# Buy Yanmar 1978 YM2500 w/ 1600 hours?



## Bebop (Mar 20, 2021)

I consindeing buying 1978 Yanmar YM2500 with 1600 hours:









I am old and retired and it want be used much. Mainly Box Blade, Root Rake (leaves, limbs etc). Small suburb area.
Questions:
No P/S: How hard are they to steer? I had Farmall 140 long time yrs. ago. Steering similar?
I know it's grey market. How hard to to get parts?
General review of Model YM2500. OK tractor for light work.
If all checks out well, what its value?
Should I consider or run?


----------



## bmaverick (Feb 20, 2014)

Bebop said:


> I consindeing buying 1978 Yanmar YM2500 with 1600 hours:
> View attachment 74954
> 
> 
> ...


Q: No P/S: How hard are they to steer?
A: Steers better than a Ford 8N w/o PS. And there are PS kits out there for this machine. 

Q: I know it's grey market. How hard to to get parts?
A: This is the EZ-est machine to get parts for. When it's painted John Deere green, it's the identical machines called the JD850. So, 97% or better, the parts that fit on a JD850 fit on this machine. 
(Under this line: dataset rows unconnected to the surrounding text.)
PR #6153, opened 2022-10-11
[No Bug]: Create shared directory in-case of a deletion

soner-yuksel:
Creating a shared container directory if somewhat the directory is removed.

This is added in case the shared directory will be deleted somehow, this should not be possible on a phone with no jailbreak applied.

Reported https://community.brave.com/t/ios-downloads-folder-gone/437019

## Summary of Changes

This pull request fixes #N/A

## Submitter Checklist:

  - [ ] Light & dark mode

## Test Plan:
N/A

## Reviewer Checklist:

  - `QA/(Yes|No)`
  - `bug` / `enhancement`

### DIFF
--- a/Client/Providers/Profile.swift
+++ b/Client/Providers/Profile.swift
@@ -29,6 +29,16 @@ class ProfileFileAccessor: FileAccessor {
     var rootPath: String
     let sharedContainerIdentifier = AppInfo.sharedContainerIdentifier
     if let url = FileManager.default.containerURL(forSecurityApplicationGroupIdentifier: sharedContainerIdentifier) {
+      var isDirectory: ObjCBool = false
+
+      if !FileManager.default.fileExists(atPath: url.path, isDirectory: &isDirectory) {
+        do {
+          try FileManager.default.createDirectory(at: url, withIntermediateDirectories: true)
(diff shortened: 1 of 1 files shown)


Client/Providers/Profile.swift
```diff
@@ -29,6 +29,16 @@ class ProfileFileAccessor: FileAccessor {
...
+      var isDirectory: ObjCBool = false
+
+      if !FileManager.default.fileExists(atPath: url.path, isDirectory: &isDirectory) {
+        do {
+          try FileManager.default.createDirectory(at: url, withIntermediateDirectories: true)
+        } catch {
+          log.error("Unable to find the shared container directory and error while trying tpo create a new directory. ")
+        }
+      }
+
```
nuo-xu, line 41: how do we delete this directory?

soner-yuksel: You do not delete this directory. this directory should be automatically created (which it does) and should not be editable (which it is).

However for some users this directory doesn't exist, disappeared (no idea why and cant figure out), it is bandaid solution to this problem arising among the community.

Brandon-T (approved):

Q: General review of Model YM2500. OK tractor for light work.
A: Actually, this is a good workhorse of a machine. It can run circles around a Ford 8N and keep pace with the Ford 4000 (gas version). You can bale hay, grade driveways, run garden tillers of the 6FT size, run a post hole auger, run a 6FT brush mower or a 72-in finish mower, and many other things.

Q: What loaders fit on the machine?
A: Any loader that can fit a JD850/950 can fit on the YM2500, YM2610, YM2620. 

Q: If all checks out well, what its value?
A: non-refurbish should be $3,500. A refurb unit about $6,000. 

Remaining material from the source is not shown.